In how many lines of the records does the string "like" appear? State only the number.

======== INPUT FOR THIS TASK

PR #143, opened 2021-04-08
magpie 3.x + gunicorn bind

fmigneault:
~should be tested after #151 for iterative updates~
Update directly to latest Magpie (3.8 -> ... -> 3.12)

Updates magpie 3.12 (see [CHANGES](https://github.com/Ouranosinc/Magpie/blob/master/CHANGES.rst#3120-2021-05-11) for details)

Changes: 
- Applies relevant modifications to configuration following `gunicorn` update in Magpie
  (docker image uses `pserve` CLI instead of directly calling `gunicorn`, which requires a small adjustment of `host`/`bind` value in the [magpie.ini](https://github.com/bird-house/birdhouse-deploy/blob/master/birdhouse/config/magpie/magpie.ini.template) config)
- Provides improved webhook configuration and implementations (for eventual [cowbird](https://github.com/Ouranosinc/cowbird))
- Providers headers `WWW-Authenticate` and `Location-When-Unauthenticated` when HTTP Unauthorized [401] is returned, which can help browsers/clients/users find the authentication endpoint to obtain needed access to the targeted resource.
- Includes some accumulated bugfixes
- use a shared `MAGPIE_VERSION` variable from `default.env` to align Magpie API, Magpie CLI, and Twitcher Magpie Adapter references
- Replace `authtest` user permissions in `optional-components/secure-thredds/secure-access-magpie-permission.cfg` to instead use new `thredds-secure` group, which `authtest` user will be a member of (resolves user-creation vs permission creation timing issues to make tests pass)

### DIFF
--- a/birdhouse/optional-components/secure-thredds/secure-access-magpie-permission.cfg
+++ b/birdhouse/optional-components/secure-thredds/secure-access-magpie-permission.cfg
@@ -36,9 +36,12 @@ permissions:
     group: anonymous
     action: create
 
-  # following permissions provide access to 'secure' directory to any user that is member of 'thredds-secure' group
-  # this access will take priority over 'anonymous' group above that gets denied public access to 'secure' directory
-  # users that must be granted access to the data under 'secure' should be added to the group and will inherit access
+  # Following permissions provide access to 'secure' directory nested under 'thredds' service to any user that is member
+  # of 'thredds-secure-authtest-group'. This permission will take priority over 'anonymous' group above that gets denied
+  # public access to 'secure' directory. Users that must be granted access to data under 'secure' should be added
+  # to the group to inherit permissions.
+  # The group is created dynamically if it doesn't already exist. User 'authtest' from 'create-magpie-authtest-user'
+  # script when bootstrapping the instance for testing purpose.
 
   - service: thredds
     resource: /birdhouse/testdata/secure
@@ -47,7 +50,7 @@ permissions:
       name: browse
       access: allow
       scope: recursive
-    group: thredds-secure
+    group: thredds-secure-authtest-group
     action: create
 
   - service: thredds
@@ -57,7 +60,7 @@ permissions:
       name: read
       access: allow
       scope: recursive
-    group: thredds-secure
+    group: thredds-secure-authtest-group
     action: create
 
   - service: thredds
@@ -67,5 +70,5 @@ permissions:
       name: write
       access: allow
       scope: recursive
-    group: thredds-secure
+    group: thredds-secure-authtest-group
     action: create
--- a/birdhouse/optional-components/secure-thredds/secure-access-magpie-permission.cfg
+++ b/birdhouse/optional-components/secure-thredds/secure-access-magpie-permission.cfg
@@ -1,9 +1,3 @@
-users:
-  - username: authtest
-    password: authtest1234
-    email: authtest@example.com
-    group: anonymous
-
 permissions:
   # note:
   #   following permissions can be combined with others such as 'optional-components/all-public-access'
@@ -42,7 +36,10 @@ permissions:
     group: anonymous
     action: create
 
-  # preserve access for test-suite user
+  # following permissions provide access to 'secure' directory to any user that is member of 'thredds-secure' group
+  # this access will take priority over 'anonymous' group above that gets denied public access to 'secure' directory
+  # users that must be granted access to the data under 'secure' should be added to the group and will inherit access
+
   - service: thredds
     resource: /birdhouse/testdata/secure
     type: directory
@@ -50,7 +47,7 @@ permissions:
       name: browse
       access: allow
       scope: recursive
-    user: authtest
+    group: thredds-secure
     action: create
 
   - service: thredds
@@ -60,7 +57,7 @@ permissions:
       name: read
       access: allow
       scope: recursive
-    user: authtest
+    group: thredds-secure
     action: create
 
   - service: thredds
@@ -70,5 +67,5 @@ permissions:
       name: write
       access: allow
       scope: recursive
-    user: authtest
+    group: thredds-secure
     action: create
--- a/birdhouse/optional-components/secure-thredds/secure-access-magpie-permission.cfg
+++ b/birdhouse/optional-components/secure-thredds/secure-access-magpie-permission.cfg
@@ -1,3 +1,9 @@
+users:
+  - username: authtest
+    password: authtest1234
+    email: authtest@example.com
+    group: anonymous
+
 permissions:
   # note:
   #   following permissions can be combined with others such as 'optional-components/all-public-access'
--- a/birdhouse/scripts/create-magpie-users
+++ b/birdhouse/scripts/create-magpie-users
@@ -69,6 +69,9 @@ THIS_FILE="`realpath "$0"`"
 THIS_DIR="`dirname "$THIS_FILE"`"
 COMPOSE_DIR="`dirname "$THIS_DIR"`"
 
+# must retrieve MAGPIE_VERSION
+. "${COMPOSE_DIR}/default.env"
+
 if [ -f "$COMPOSE_DIR/env.local" ]; then
     # Get PAVICS_FQDN, MAGPIE_ADMIN_PASSWORD, MAGPIE_ADMIN_USERNAME
     . $COMPOSE_DIR/env.local
@@ -98,7 +101,7 @@ if [ -z "$MAGPIE_CLI_CONF" ]; then
 fi
 
 if [ -z "$MAGPIE_CLI_IMAGE" ]; then
-    MAGPIE_CLI_IMAGE="pavics/magpie:3.12.0"
+    MAGPIE_CLI_IMAGE="pavics/magpie:${MAGPIE_VERSION}"
 fi
 
 # End configurable config via env var.
--- a/birdhouse/scripts/create-magpie-users
+++ b/birdhouse/scripts/create-magpie-users
@@ -65,16 +65,21 @@
 # bogus03      bvNWVWCQi8M6     409 : User name matches an already existing user name.
 #
 
+RED=$(tput setaf 1)
+NORMAL=$(tput sgr0)
+
 THIS_FILE="`realpath "$0"`"
 THIS_DIR="`dirname "$THIS_FILE"`"
 COMPOSE_DIR="`dirname "$THIS_DIR"`"
 
-# must retrieve MAGPIE_VERSION
-. "${COMPOSE_DIR}/default.env"
+# must retrieve MAGPIE_VERSION from 'default.env' or 'env.local'
+if [ -f "$COMPOSE_DIR/default.env" ]; then
+    . "${COMPOSE_DIR}/default.env"
+fi
 
 if [ -f "$COMPOSE_DIR/env.local" ]; then
     # Get PAVICS_FQDN, MAGPIE_ADMIN_PASSWORD, MAGPIE_ADMIN_USERNAME
-    . $COMPOSE_DIR/env.local
+    . "${COMPOSE_DIR}/env.local"
 fi
 
 ##############################################################################
@@ -101,6 +106,11 @@ if [ -z "$MAGPIE_CLI_CONF" ]; then
 fi
 
 if [ -z "$MAGPIE_CLI_IMAGE" ]; then
+    # MAGPIE_VERSION must be provided by 'default.env', 'env.local' or directly
+    if [ -z "${MAGPIE_VERSION}" ]; then
+        echo "${RED}Error${NORMAL}: Required MAGPIE_VERSION is undefined or empty."
+        exit 1
+    fi
     MAGPIE_CLI_IMAGE="pavics/magpie:${MAGPIE_VERSION}"
 fi
 
--- a/birdhouse/scripts/create-magpie-users
+++ b/birdhouse/scripts/create-magpie-users
@@ -98,7 +98,7 @@ if [ -z "$MAGPIE_CLI_CONF" ]; then
 fi
 
 if [ -z "$MAGPIE_CLI_IMAGE" ]; then
-    MAGPIE_CLI_IMAGE="pavics/magpie:3.8.0"
+    MAGPIE_CLI_IMAGE="pavics/magpie:3.12.0"
 fi
 
 # End configurable config via env var.
--- a/birdhouse/README.rst
+++ b/birdhouse/README.rst
@@ -140,13 +140,14 @@ For that test suite to pass, run the script
 `scripts/bootstrap-instance-for-testsuite <scripts/bootstrap-instance-for-testsuite>`_ (:download:`download </birdhouse/scripts/bootstrap-instance-for-testsuite>`)
 to prepare your new instance.  Further documentation inside the script.
 
-Optional component
+Optional components
 `all-public-access <./optional-components#give-public-access-to-all-resources-for-testing-purposes>`_
-also need to be enabled in ``env.local``.
+and `secure-thredds <./optional-components/#control-secured-access-to-resources-example>`_
+also need to be enabled in ``env.local`` using ``EXTRA_CONF_DIRS`` variable.
 
 ESGF login is also needed for
 https://github.com/Ouranosinc/pavics-sdi/blob/master/docs/source/notebooks/esgf-dap.ipynb
-part of test suite.  ESGF credentails can be given to Jenkins via
+part of test suite.  ESGF credentials can be given to Jenkins via
 https://github.com/Ouranosinc/jenkins-config/blob/aafaf6c33ea60faede2a32850604c07c901189e8/env.local.example#L11-L13
 
 The canarie monitoring link
--- a/birdhouse/config/magpie/magpie.ini.template
+++ b/birdhouse/config/magpie/magpie.ini.template
@@ -64,7 +64,7 @@ prefix = /magpie
 
 [server:main]
 use = egg:gunicorn#main
-host = localhost
+host = 0.0.0.0
 port=2001
 timeout=10
 workers=3
--- a/birdhouse/default.env
+++ b/birdhouse/default.env
@@ -13,6 +13,9 @@ export FINCH_IMAGE="birdhouse/finch:version-0.7.4"
 
 export THREDDS_IMAGE="unidata/thredds-docker:4.6.15"
 
+# Tag version that will be used to update Magpie API, Magpie CLI, and matching Twitcher with Magpie Adapter
+export MAGPIE_VERSION=3.12.0
+
 # Root directory under which all data persistence should be nested under
 export DATA_PERSIST_ROOT="/data"
 
--- a/birdhouse/docker-compose.yml
+++ b/birdhouse/docker-compose.yml
@@ -310,7 +310,7 @@ services:
     logging: *default-logging
 
   magpie:
-    image: pavics/magpie:3.10.0
+    image: pavics/magpie:3.12.0
     container_name: magpie
     ports:
       - "2001:2001"
@@ -338,7 +338,7 @@ services:
     logging: *default-logging
 
   twitcher:
-    image: pavics/twitcher:magpie-3.10.0
+    image: pavics/twitcher:magpie-3.12.0
     container_name: twitcher
     ports:
       - "8000:8000"
--- a/birdhouse/docker-compose.yml
+++ b/birdhouse/docker-compose.yml
@@ -310,7 +310,7 @@ services:
     logging: *default-logging
 
   magpie:
-    image: pavics/magpie:3.8.0
+    image: pavics/magpie:3.10.0
     container_name: magpie
     ports:
       - "2001:2001"
@@ -338,7 +338,7 @@ services:
     logging: *default-logging
 
   twitcher:
-    image: pavics/twitcher:magpie-3.8.0
+    image: pavics/twitcher:magpie-3.10.0
     container_name: twitcher
     ports:
       - "8000:8000"
--- a/birdhouse/docker-compose.yml
+++ b/birdhouse/docker-compose.yml
@@ -310,7 +310,7 @@ services:
     logging: *default-logging
 
   magpie:
-    image: pavics/magpie:3.12.0
+    image: pavics/magpie:${MAGPIE_VERSION}
     container_name: magpie
     ports:
       - "2001:2001"
@@ -338,7 +338,7 @@ services:
     logging: *default-logging
 
   twitcher:
-    image: pavics/twitcher:magpie-3.12.0
+    image: pavics/twitcher:magpie-${MAGPIE_VERSION}
     container_name: twitcher
     ports:
       - "8000:8000"
--- a/birdhouse/scripts/create-magpie-authtest-user
+++ b/birdhouse/scripts/create-magpie-authtest-user
@@ -10,7 +10,7 @@ THIS_DIR="`dirname "$THIS_FILE"`"
 
 TMP_CONFIG_FILE="/tmp/create-magpie-authtest-user.yml"
 
-# Test user is added to 'thredds-secure' group to obtain access to 'secure' directory under 'thredds' service.
+# Test user is added to 'thredds-secure-authtest-group' to obtain access to 'secure' directory under 'thredds' service.
 # Those permissions are defined in 'optional-components/secure-thredds/secure-access-magpie-permission.cfg'
 # which should also be included in 'EXTRA_CONF_DIRS' of your custom 'env.local' file.
 # This user is also automatically added to 'anonymous' group without the need of explicit membership here.
@@ -19,7 +19,7 @@ users:
    - username: authtest
      password: authtest1234
      email: authtest@example.com
-     group: thredds-secure
+     group: thredds-secure-authtest-group
 __OEF__
 
 set -x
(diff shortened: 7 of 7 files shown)


MatProv:
@fmigneault Maybe also update the `MAGPIE_CLI_IMAGE` in `scripts/create-magpie-users`, for consistency.

MatProv (approved):
lgtm, only look at the comment I left before merging

birdhouse/optional-components/secure-thredds/secure-access-magpie-permission.cfg
```diff
@@ -1,3 +1,9 @@
+users:
+  - username: authtest
+    password: authtest1234
+    email: authtest@example.com
+    group: anonymous
```
tlvu, line 5: We already create this same test user here https://github.com/bird-house/birdhouse-deploy/blob/edd8ab40f783b6b724b88c1abd5c2ac1d721f8dc/birdhouse/scripts/create-magpie-authtest-user#L13-L19, so why repeat it here again?

Also the component is called `secure-thredds`, so in this spirit, adding a publicly known user and password is not so "secure".

Granted the same publicly known user and password is in the `create-magpie-authtest-user` but at least the script says test user in there and do not imply anything "secure".

birdhouse/scripts/create-magpie-users
```diff
@@ -98,7 +98,7 @@ if [ -z "$MAGPIE_CLI_CONF" ]; then
 fi
 
 if [ -z "$MAGPIE_CLI_IMAGE" ]; then
-    MAGPIE_CLI_IMAGE="pavics/magpie:3.8.0"
+    MAGPIE_CLI_IMAGE="pavics/magpie:3.12.0"
```
tlvu, line 101: I would suggest we move the magpie image into `default.env` and make `create-magpie-users` source `default.env`, just like it already source `env.local` https://github.com/bird-house/birdhouse-deploy/blob/1719c68a8d7dafdeb88b035dc7a9bccc72c48c57/birdhouse/scripts/create-magpie-users#L72-L75

This way there is only 1 place to update the magpie image next time.

I assume we will be updating magpie a lot more frequent so we will all benefit from avoiding this duplication.

tlvu (changes requested):
Minor change requested, otherwise all good.

Thanks for the detailed list of changes in the PR description.  Please copy/paste into merge description when merge.

From that list of change, I do not see any DB change so do I need to perform a manual DB upgrade using prod DB?

tlvu:
Oh, by the way, subset.ipynb still fail https://daccs-jenkins.crim.ca/job/PAVICS-e2e-workflow-tests/job/master/413/console

And shouldn't the IAC report the test result directly here?

birdhouse/optional-components/secure-thredds/secure-access-magpie-permission.cfg
fmigneault: I added this by request of @MatProv to fix tests that seemed to have mismatches between the created user. 
He should be able to detail more about the problems he faced.

I do agree that adding it in the file doesn't make it "secure", but the user was already referenced in other permissions before, so it wasn't secure in the first place anyway. 

The best approach would be instead to create some kind of "thredds-secure" group, to which "authtest" user is applied membership when created via [create-magpie-authtest-user](https://github.com/bird-house/birdhouse-deploy/blob/edd8ab40f783b6b724b88c1abd5c2ac1d721f8dc/birdhouse/scripts/create-magpie-authtest-user#L13-L19) instead of "anonymous". That "thredds-secure" group would replace all the `user: authtest` in that config, so "authtest" user would inherit the group permissions. Not adding the creation of "authtest" user would still make the "thredds-secure" exist, but no user would be part of it. That would also facilitate future users we want to grant access to `secure` directory, by simply adding them to that group instead of duplicating all the permissions for each one.

birdhouse/scripts/create-magpie-users
fmigneault: Good idea.

fmigneault:
> And shouldn't the IAC report the test result directly here?
@tlvu 

@MatProv told me there was an update he pushed that seemed to have broken the script. Probably the execution stopped before it could reach the reporting phase to the PR?

MatProv:
> > And shouldn't the IAC report the test result directly here?
> > @tlvu
> 
> @MatProv told me there was an update he pushed that seemed to have broken the script. Probably the execution stopped before it could reach the reporting phase to the PR?

@fmigneault Pipeline has been repaired this morning, that's not the reason why result aren't here.
@tlvu It's because currently it reports on GH to pr only when build started via jenkins, not via the hook. It'll support both soon.

MatProv:
> Oh, by the way, subset.ipynb still fail 

@tlvu Yes, seems to be notebook specific, not magpie anymore. The latest upgrade of magpie fixed the pavics_thredds.ipynb auth issue, tho.

birdhouse/optional-components/secure-thredds/secure-access-magpie-permission.cfg
MatProv: @tlvu  So the issue we had was that the permissions were attributed to the authtest user before it has been created. The result was that magpie created a default user named authtest with a dummy password, added the permissions and trying to use authtest in the notebook failed since the username/password we specify later on in `create-magpie-authtest-user` wasn't used. Now, specifying the password directly in the cfg makes sure the password isn't a dummy one. Now the failed 401 test (`pavics_thredds.ipynb`) passes.

The `subset.ipynb` is still failing but i'm pretty sure it's unrelated to magpie.

tlvu: >  permissions were attributed to the authtest user before it has been created.

@MatProv Ah OK I understand now.  

@fmigneault I agree if we have the `authtest-group` instead, then the user creation won't happen so then the `create-magpie-authtest-user` script will be able to create the user with the expected password and we won't have to hardcode the user creation here.

The `create-magpie-authtest-user` will have to create that `authtest` user part of group `authtest-group` instead of group `anonymous` like right now.

Can you guys do this?  I am guessing just replace `user: authtest` by `group: authtest-group` in this file `secure-access-magpie-permission.cfg` and update the group in `create-magpie-authtest-user`?

tlvu:
> > Oh, by the way, subset.ipynb still fail
> 
> @tlvu Yes, seems to be notebook specific, not magpie anymore. The latest upgrade of magpie fixed the pavics_thredds.ipynb auth issue, tho.

@MatProv thanks for the update.  So not for this PR but we'll have to investigate and fix this issue so the pipeline do not report false failure.  Just FYI, that notebook do not fail on our side at the moment of this writing.

MatProv:
> @MatProv thanks for the update. So not for this PR but we'll have to investigate and fix this issue so the pipeline do not report false failure. Just FYI, that notebook do not fail on our side at the moment of this writing.

@tlvu Of course, i'm currently looking at this on our instances. Seems to be related with the nbval of the notebook, but strange thing is that errors only shows up during pavics-e2e-tests pipeline and not during manual execution of notebook cells on iac instances themselves. I still don't know the exact cause for the moment, but it's 100% unrelated to this current PR.

birdhouse/optional-components/secure-thredds/secure-access-magpie-permission.cfg
fmigneault: @tlvu  
Sure! I will push the update with the group. 
I will call the group `thredds-secure` because there is no reason to make it specific to `authtest` (the `secure-access-magpie-permission.cfg` shouldn't have any knowledge of `authtest` on its own).

fmigneault: All done.

MatProv (approved):
All good, only need to make sure the `pavics_thredds.ipynb` still pass after the thredds-secure group change.

fmigneault:
@MatProv @tlvu 
Not sure why there still is not an auto-comment update of the test suite, but here is the result for 
198e1ce 

http://daccs-jenkins.crim.ca/job/DACCS-iac/511
http://daccs-jenkins.crim.ca/job/PAVICS-e2e-workflow-tests/job/master/417

```
12:07:07  notebooks/hummingbird.ipynb ............                                 [  8%]
12:07:16  notebooks-auth/test_thredds.ipynb ..........                             [ 15%]
12:07:23  pavics-sdi-master/docs/source/notebooks/WCS_example.ipynb .......        [ 20%]
12:07:31  pavics-sdi-master/docs/source/notebooks/WFS_example.ipynb ......         [ 24%]
12:07:38  pavics-sdi-master/docs/source/notebooks/WMS_example.ipynb ........       [ 30%]
12:07:40  pavics-sdi-master/docs/source/notebooks/WPS_example.ipynb ..........     [ 37%]
12:09:32  pavics-sdi-master/docs/source/notebooks/esgf-dap.ipynb F                 [ 37%]
12:09:32  pavics-sdi-master/docs/source/notebooks/jupyter_extensions.ipynb .       [ 38%]
12:09:35  pavics-sdi-master/docs/source/notebooks/opendap.ipynb .......            [ 43%]
12:09:41  pavics-sdi-master/docs/source/notebooks/pavics_thredds.ipynb .....       [ 46%]
12:12:21  pavics-sdi-master/docs/source/notebooks/regridding.ipynb ............... [ 57%]
12:13:16  ...............                                                          [ 67%]
12:13:28  pavics-sdi-master/docs/source/notebooks/rendering.ipynb ....             [ 70%]
12:13:35  pavics-sdi-master/docs/source/notebooks/subsetting.ipynb ......          [ 74%]
12:13:46  finch-master/docs/source/notebooks/dap_subset.ipynb ..........           [ 81%]
12:13:53  finch-master/docs/source/notebooks/finch-usage.ipynb ......              [ 86%]
12:14:21  finch-master/docs/source/notebooks/subset.ipynb ...FF....FFFFF....FF     [100%]
```

MatProv:
> Not sure why there still is not an auto-comment update of the test suite, but here is the result for

@fmigneault It's because currently it reports on GH to pr only when build started via jenkins, not via the hook. It'll support both soon.

birdhouse/optional-components/secure-thredds/secure-access-magpie-permission.cfg
```diff
@@ -36,15 +36,18 @@ permissions:
...
+
   - service: thredds
     resource: /birdhouse/testdata/secure
     type: directory
     permission:
       name: browse
       access: allow
       scope: recursive
-    user: authtest
+    group: thredds-secure
```
tlvu, line 50: Sorry for nickpicing but `thredds-secure` is potentially a very generic name.  It would be much clearer that it is used for testing if the group is called `authtest-group`.

tlvu (changes requested):
Minor change requested, else all good for me as well.

Do I need to perform a manual DB migration test with our prod DB?  If yes, let me do the merge, else you can do the merge yourself.  Please copy/paste the excellent content of the PR description into the merge description.

birdhouse/optional-components/secure-thredds/secure-access-magpie-permission.cfg
tlvu: > I will call the group `thredds-secure` because there is no reason to make it specific to `authtest` (the `secure-access-magpie-permission.cfg` shouldn't have any knowledge of `authtest` on its own).

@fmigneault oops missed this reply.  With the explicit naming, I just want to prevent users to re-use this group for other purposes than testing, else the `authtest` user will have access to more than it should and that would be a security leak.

================

» TASK ANSWER:
2